About this exercise: What number of lines in the material contain the word "seems"? Give that number alone.

------------------------------------------------------------------------

PR #2504, opened 2026-09-12
fix: Percent-encode file URLs in Site/AsyncSite download() and unload()

### LINKED ISSUE #2503: site.download()/unload() fail for uploaded files whose name contains '#' or '?'
#### Wave SDK Version, OS

1.8.13 (also reproduced on 1.8.10), Linux

#### Actual behavior

When a user uploads a file through `ui.file_upload` whose name contains `#` (e.g. `guide #1.pdf`), waved stores it fine and returns the URL `/_f/<uuid>/guide #1.pdf` in `q.args`. Passing that URL to `q.site.download()` raises:

```
h2o_wave.core.ServiceError: Download failed (code=404): Not Found
```

`q.site.unload()` fails the same way, so the file also cannot be cleaned up. The same happens for `?` in the filename. Both `Site` and `AsyncSite` are affected.

#### Expected behavior

`download()` and `unload()` accept the URL exactly as waved returned it, whatever characters the filename contains.

#### Root cause

`Site.download`/`unload` and `AsyncSite.download`/`unload` build the request with plain string concatenation:

```python
async with self._http.stream('GET', f'{_config.hub_host_address}{url}') as res:
```

httpx then parses `#` as the start of a URL fragment (and `?` as a query), so the request that reaches waved is `GET /_f/<uuid>/guide ` and the file server answers 404.

#### Steps To Reproduce

```python
import asyncio, httpx, json
from h2o_wave import AsyncSite

async def main():
    r = httpx.post('http://localhost:10101/_f/', files=[('files', ('guide #1.pdf', b'%PDF-1.4 fake'))])
    url = json.loads(r.text)['files'][0]   # '/_f/<uuid>/guide #1.pdf'
    await AsyncSite().download(url, 'out.pdf')  # ServiceError: Download failed (code=404)

asyncio.run(main())
```

Percent-encoding the path before the request (`urllib.parse.quote(url)`) makes the same download succeed, because Go decodes the escaped path on the server side. A PR with that fix for the Python client follows.

A related but separate issue: since waved echoes the raw filename in the upload URL, the value in `q.args` is not a valid URL and also breaks when used directly as `ui.link(path=...)`. Having the file server return `url.PathEscape(filename)` would fix that end to end.

pascal-pfeiffer:
waved echoes the raw filename in the upload URL, and download()/unload() built the request by plain string concatenation, so a '#' or '?' in the filename was parsed as a URL fragment/query and the request 404'd.

Quote the URL before the request (unquoting first so already-encoded URLs are not double-encoded) and keep the decoded basename when downloading into a directory.

closes #2503


mturoci:
Thanks @pascal-pfeiffer. IMO this is something that should be fixed on the app-level code. We could change 404 to 400 with a more descriptive error tho.

Even though this change seems innocent, I would prefer avoiding any (no matter how small) risk of breaking existing apps, given the current maintenance mode of the project.

pascal-pfeiffer:
> Thanks @pascal-pfeiffer. IMO this is something that should be fixed on the app-level code. We could change 404 to 400 with a more descriptive error tho.
> 
> Even though this change seems innocent, I would prefer avoiding any (no matter how small) risk of breaking existing apps give the current maintenance mode of the project.

Thank you for the explanation and I can totally understand why you would avoid any risk of breaking existing apps. Please feel free to dismiss and close this PR and close the issue as unplanned. 
We did apply the fix on our app-level code, so there isn't any blocker for us.

mturoci:
Good to hear, thanks!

------------------------------------------------------------------------

Expected answer: 2